Once BAMs were processed, autosomal chromosomes were extracted for population analyses. Mean mapping quality and alignment depth was then estimated using QualiMap v2.3.

cut -f1,2 SP01_5kb_ragtag.fa.fai | grep "CM020" | grep -v CM020462.1_RagTag | grep -v CM020463.1_RagTag | awk '{print $1"\t1\t"$2} > SP01_autosomes.bed

for SAMP in ${DIR}*_markdup.bam
    do
    BASE=$(basename $SAMP _markdup.bam)
    printf "EXTRACTING AUTOSOMES FOR ${BASE} AT "
    date
    samtools view -@64 -L SP01_genome/SP01_autosomes.bed \
        --write-index -o ${DIR}markdup/${BASE}_markdup_autosomes.bam ${SAMP}
    samtools view -@64 -L SP01_genome/SP01_autosomes.bed \
        --write-index -o ${DIR}nodup/${BASE}_nodup_autosomes.bam ${DIR}nodup/${BASE}_nodup.bam
    printf "FINISHED CONVERTING AND INDEXING FILES FOR ${BASE}, NOW ESTIMATING STATS AT "
    date
    mosdepth --threads 24 --fast-mode --by 50 ${DIR}mosdepth/${BASE}_markdup_autosomes ${SAMP}
    mosdepth --threads 24 --fast-mode --by 50 ${DIR}mosdepth/${BASE}_nodup_autosomes ${SAMP}
    qualimap bamqc -bam ${DIR}markdup/${BASE}_markdup_autosomes.bam -outdir ${DIR}qualimap/${BASE}_markdup_autosomes -outformat PDF:HTML --java-mem-size=3G
    qualimap bamqc -bam ${DIR}nodup/${BASE}_nodup_autosomes.bam -outdir ${DIR}qualimap/${BASE}_nodup_autosomes -outformat PDF:HTML --java-mem-size=3G
    echo "FINISHED PROCESSING ${BASE}!"
done

For ease of comparisons, mosdepth outputs were also plotted with:

python ~/anaconda3/envs/mosdepth/scripts/plot-dist.py ${data}nodup_bam_stats/*.global.dist.txt

Three additional fairy tern scaffolds CM020459.1, CM020460.1, and CM02061.1 were excluded from downstream analyses as these scaffolds consistently had read depths much higher than expected and likely represents improperly assembled representations of these chromosomes.

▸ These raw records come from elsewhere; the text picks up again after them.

PR #3679, opened 2024-04-16
Update install.sh added /etc/default/ollama

digitalw00t:
Added persistent env file for the server, so one update to /etc/default/ollama will stay between updates.

### DIFF
--- a/server/download.go
+++ b/server/download.go
@@ -221,7 +221,7 @@ func (b *blobDownload) downloadChunk(ctx context.Context, requestURL *url.URL, w
 		}
 		defer resp.Body.Close()
 
-		n, err := io.Copy(w, io.TeeReader(resp.Body, part))
+		n, err := io.CopyN(w, io.TeeReader(resp.Body, part), part.Size)
 		if err != nil && !errors.Is(err, context.Canceled) && !errors.Is(err, io.ErrUnexpectedEOF) {
 			// rollback progress
 			b.Completed.Add(-n)


scripts/install.sh
```diff
@@ -93,6 +93,21 @@ configure_systemd() {
...
+    status "Creating ollama systemd service directory if not exists..."
+    $SUDO mkdir -p /etc/systemd/system/ollama.service.d
+
+    status "Creating environment.conf file if not exists..."
+    ENV_CONF_FILE="/etc/systemd/system/ollama.service.d/environment.conf"
+    if [ ! -f "$ENV_CONF_FILE" ]; then
+        cat <<EOF | $SUDO tee "$ENV_CONF_FILE" >/dev/null
+[Service]
+# Conditionally include EnvironmentFile directive
+EnvironmentFile=/etc/default/ollama
```
mxyng, line 105: `EnvironmentFile` should be in the main service file. It minimizes drift making it easier to support

scripts/install.sh
```diff
@@ -93,6 +93,21 @@ configure_systemd() {
...
+EOF
+    fi
+
+    status "Touching /etc/default/ollama file to create it if not exists..."
+    $SUDO touch /etc/default/ollama
```
mxyng, line 110: This should check if the file exists and create it with some placeholders if it does not

```sh
if [ ! -f '/etc/default/ollama' ]; then
  cat <<EOF | $SUDO tee /etc/default/ollama >/dev/null
# OLLAMA_HOST sets the address and/or port Ollama binds to
# OLLAMA_HOST="127.0.0.1:11434"
#
# OLLAMA_ORIGINS sets additional web origins Ollama accepts
# OLLAMA_ORIGINS=""
#
# OLLAMA_MODELS sets the location where models are stored
# OLLAMA_MODELS="/usr/share/ollama/.ollama/models
EOF
fi
```

mxyng (commented):
good start. this should be mergeable after comments are addressed

scripts/install.sh
digitalw00t: I like the addition, my intent was just to make it so people would have the old settings after update.  this is better thanks.

scripts/install.sh
digitalw00t: Someone did this instead:
ENV_CONF_FILE="/etc/systemd/system/ollama.service.d/environment.conf"
And THAT file is pointing to the /etc/default/ollama file.  So someone went around the direct approach.  Should I just kill this pull request?

PR #3657, opened 2024-04-15
Add support for IQ1_S, IQ3_S, IQ2_S, IQ4_XS. IQ4_NL is not functional

mann1x:
This patch adds support for IQ1_S, IQ3_S, IQ2_S, IQ4_XS.

IQ4_NL is using a different format, have to investigate further what are the differences.

PR #3682, opened 2024-04-16
quantize any fp16/fp32 model

mxyng:
- FROM /path/to/{safetensors,pytorch}
- FROM /path/to/fp{16,32}.bin
- FROM model:fp{16,32}


server/routes_test.go
```diff
@@ -124,14 +124,12 @@ func Test_Routes(t *testing.T) {
 			Method: http.MethodPost,
 			Path:   "/api/create",
 			Setup: func(t *testing.T, req *http.Request) {
-				f, err := os.CreateTemp(t.TempDir(), "ollama-model")
-				assert.Nil(t, err)
-				defer f.Close()
+				fname := createTestFile(t, "ollama-model")
```
mxyng, line 127: This was creating an empty file previously which is no longer valid

server/images.go
```diff
@@ -300,250 +263,197 @@ func CreateModel(ctx context.Context, name, modelFileDir, quantization string, c
...
-						if err := json.NewDecoder(fromParamsFile).Decode(&fromParams); err != nil {
-							return err
-						}
-					}
+			var err2 error
+			var tempfiles []*os.File
 
-					layer, err := NewLayerFromLayer(layer.Digest, layer.MediaType, modelpath.GetShortTagname())
+			// TODO(mxyng): replace with rangefunc
+			layers2.Items()(func(layer *Layer, ggml *llm.GGML) bool {
```
pdevine, line 312: This is really confusing to read. I'm actually not 100% sure if this is just defining a new anonymous function or if it's actually getting executed here.

integration/utils_test.go
```diff
@@ -98,7 +98,7 @@ func StartServer(ctx context.Context, ollamaHost string) error {
 
 	if tmp := os.Getenv("OLLAMA_HOST"); tmp != ollamaHost {
 		slog.Info("setting env", "OLLAMA_HOST", ollamaHost)
-		os.Setenv("OLLAMA_HOST", ollamaHost)
+		t.Setenv("OLLAMA_HOST", ollamaHost)
```
BruceMacD, line 101: good catch

server/images.go
```diff
@@ -300,250 +263,197 @@ func CreateModel(ctx context.Context, name, modelFileDir, quantization string, c
...
 
-			var offset int64
-			for {
-				fn(api.ProgressResponse{Status: "creating model layer"})
-				if _, err := bin.Seek(offset, io.SeekStart); err != nil {
-					return err
-				}
+					blob, err := GetBlobsPath(layer.Digest)
+					if err != nil {
+						err2 = err
```
pdevine, line 330: This if statements read really weird as well w/ the anonymous function. I think you can get rid of extra err2 and returning the bool if this part is reworked.

server/images.go
```diff
@@ -300,250 +263,197 @@ func CreateModel(ctx context.Context, name, modelFileDir, quantization string, c
...
+						return false
+					}
 				}
 
-				sr := io.NewSectionReader(bin, offset, size)
-				layer, err := NewLayer(sr, mediatype)
-				if err != nil {
-					return err
+				if ggml != nil {
+					config.ModelFormat = cmp.Or(config.ModelFormat, ggml.Name())
```
pdevine, line 354: These `cmp.Or()` calls end up being confusing, paricularly since nothing is set in `config` already. Can you reduce them to `config.ModelFormat = ggml.Name()`, etc? Each of the initial settings is going to be unset anyway, so even if the second argument is empty it's not going to make a difference.

server/images.go
```diff
@@ -300,250 +263,197 @@ func CreateModel(ctx context.Context, name, modelFileDir, quantization string, c
...
+	var layers []*Layer
 	for _, c := range commands {
 		mediatype := fmt.Sprintf("application/vnd.ollama.image.%s", c.Name)
 
 		switch c.Name {
-		case "model":
-			if strings.HasPrefix(c.Args, "@") {
-				blobPath, err := GetBlobsPath(strings.TrimPrefix(c.Args, "@"))
+		case "model", "adapter":
+			var layers2 *ordered.Map[*Layer, *llm.GGML]
```
BruceMacD, line 275:
```suggestion
			var layers2 *ordered.Map[*Layer, *llm.GGML] // layers2 stores the layers of an existing parent model
```
Would this comment be correct?

server/images.go
```diff
@@ -300,250 +263,197 @@ func CreateModel(ctx context.Context, name, modelFileDir, quantization string, c
...
+					parameters[k] = vs
+				} else {
+					parameters[k] = v
+				}
+			}
+		}
+	}
+
+	var err2 error
+	layers = slices.DeleteFunc(layers, func(layer *Layer) bool {
```
pdevine, line 414: the anonymous function really gets buried in here when you're trying to read the code. Can you make this a named function? `pruneLayers()` or something along those lines? `CreateModel()` is already huge by this point.

server/model.go
```diff
@@ -0,0 +1,254 @@
...
+func parseFromModel(ctx context.Context, name model.Name, fn func(api.ProgressResponse)) (*ordered.Map[*Layer, *llm.GGML], error) {
+	modelpath := ParseModelPath(name.DisplayLongest())
+	manifest, _, err := GetManifest(modelpath)
+	switch {
+	case errors.Is(err, os.ErrNotExist):
+		if err := PullModel(ctx, name.DisplayLongest(), &registryOptions{}, fn); err != nil {
+			return nil, err
+		}
+
+		return parseFromModel(ctx, name, fn)
```
BruceMacD, line 30: Can we just set `modelpath` and `manifest` here then continue? I prefer to avoid recursion when it's not needed

pdevine (commented):
I'm pretty excited to get this in. I think I've reviewed most of it, but it's a little tricky with all of the new files.

Overall I think most of it is really good, but I got a little bit lost trying to read through the changes in `CreateModel()`.

Additionally, does this fix #3685? I wasn't sure if `.` would match a model or if it would try to open it and then call `parseFromFile()`

server/images.go
BruceMacD, line 312: Are layers needed here? Looks like we only quantize the full ggml model at this point

BruceMacD (commented):
Bit of feedback, gonna test this one a bit more since its a bigger change.

server/images.go
mxyng: This is a way to call the rangefunc without setting `GOEXPERIMENT.` With `GOEXPERIMENT=rangefunc`, this is equivalent to

```
for ggml, layer := range layers2.Items() { ... }
```

The anonymous function is the code inside the braces. https://go.dev/wiki/RangefuncExperiment has more details.

Looping over a map is undesirable since it's unordered while looping over a slice doesn't provide enough information

server/images.go
mxyng: This goes away with `GOEXPERIMENT=rangefunc`

server/images.go
mxyng: this loses a lot of context if its split into a top level function since deleting the layer is specific to the criteria of creating a model

server/images.go
mxyng: the layer gets added to the new model layers

server/model.go
```diff
@@ -27,7 +27,11 @@ func parseFromModel(ctx context.Context, name model.Name, fn func(api.ProgressRe
 			return nil, err
 		}
 
-		return parseFromModel(ctx, name, fn)
+		modelpath = ParseModelPath(name.DisplayLongest())
```
pdevine, line 30: Not totally necessary for this change, but ideally we should use `types/model` here and deprecate `server/modelpath.go`

server/images.go
pdevine: yes, but it's _really_ hard to read/reason about right now.

server/images.go
pdevine: As much as I hated the setters, maybe that's the way to go? It's just not super intuitive as it's written.

llm/filetype.go
```diff
@@ -0,0 +1,138 @@
...
+
+type filetype uint32
+
+const (
+	filetypeF32 filetype = iota
+	filetypeF16
+	filetypeQ4_0
+	filetypeQ4_1
+	filetypeQ4_1_F16
+	filetypeQ8_0 filetype = iota + 2
```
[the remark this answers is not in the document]
mxyng: I had some issues with _ so I added placeholders instead

server/model.go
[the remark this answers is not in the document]
mxyng: It shouldn't since pull above will either pull the requested model or error. Regardless, this has been updated based on bruce's comments

server/images.go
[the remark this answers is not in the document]
mxyng: renamed to baseLayers

server/images.go
mxyng: I don't agree. It's pretty intuitive to me. The documentation for [`cmp.Or`](https://pkg.go.dev/cmp#Or) is also very clear:

> Or returns the first of its arguments that is not equal to the zero value. If no argument is non-zero, it returns the zero value. 

It's similar to Python:

```python
config.model_format = config.model_format || ggml.name()
```

server/model.go
mxyng: done

server/model.go
mxyng: that's not in scope since it's require changes across the board. there are a few pr already that make those changes. examples https://github.com/ollama/ollama/pull/3713, https://github.com/ollama/ollama/pull/3715

server/images.go
mxyng: all the more reason to enable `rangefunc`

server/images.go
mxyng: I've updated the var name so this should be clearer

BruceMacD (approved):
Let's get this in, I'd like to rebase #3657 onto it for a new PR

convert/llama.go
```diff
@@ -161,16 +161,9 @@ func (m *LlamaModel) WriteGGUF() (string, error) {
 
 	f, err := os.CreateTemp("", "ollama-gguf")
```
BruceMacD, line 162: Looks like you might have missed removing the `CreateTemp` here, it is removed in the other places

mxyng: Good catch. This isn't using the WriteSeeker which is a bug

server/model.go
```diff
@@ -0,0 +1,259 @@
...
+			return nil, err
+		}
+
+		infile, err := f.Open()
+		if err != nil {
+			return nil, err
+		}
+
+		if _, err = io.Copy(outfile, infile); err != nil {
+			return nil, err
```
BruceMacD, line 110:
```suggestion
                         outfile.Close()
		        infile.Close()
			return nil, err
```

I think these should be closed on error

server/model.go
```diff
@@ -0,0 +1,259 @@
...
+	for _, f := range r.File {
+		// TODO(mxyng): this should not write out all files to disk
+		outfile, err := os.Create(filepath.Join(tempdir, f.Name))
+		if err != nil {
+			return nil, err
+		}
+
+		infile, err := f.Open()
+		if err != nil {
+			return nil, err
```
BruceMacD, line 106:
```suggestion
                         outfile.Close()
			return nil, err
```

server/model.go
BruceMacD: (my suggested diff is kinda messed up here)

mxyng: I elected to defer closing both infile and outfile. It's reads nicer and in the event of successful write, the file is explicitly closed so the deferred close is a noop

A new bedfile, cleverly named SP01_autosomes2.bed, was used to remove these scaffolds prior to analyses.

for SAMP in ${DIR}*_autosomes.bam
    do
    BASE=$(basename $SAMP _autosomes.bam)
    printf "EXTRACTING AUTOSOMES FOR ${BASE} AT "
    date
    samtools view -@64 -L SP01_genome/SP01_autosomes2.bed \
        --write-index -o ${DIR}markdup/${BASE}_markdup_autosomes2.bam ${SAMP}
    samtools view -@64 -L SP01_genome/SP01_autosomes2.bed \
        --write-index -o ${DIR}nodup/${BASE}_nodup_autosomes2.bam ${DIR}nodup/${BASE}_nodup.bam
    echo "FINISHED PROCESSING ${BASE}!"
done

The BAM files originally filtered for autosomomal scaffolds were subsequently overwritten with the newly filtered bam files. Thus all files denoted as *_{markdup,nodup}_autosomes.bam contain only 22 scaffolds for fairy terns.

A similar process was performed for kakī alignments, with some minor differences. Because the kakī genome was assembled and scaffolded without the use of a chromosomally assembled genome, we identified scaffolds > 2Mb in length that demonstrated sequence coverage consistent with larger scaffolds. This indicated that Scaffolds 1-28 likely represent relatively well assembled chromosomes. These, exlucding the Z sex chromosome (Scaffold 4) were used in all downstream analyses.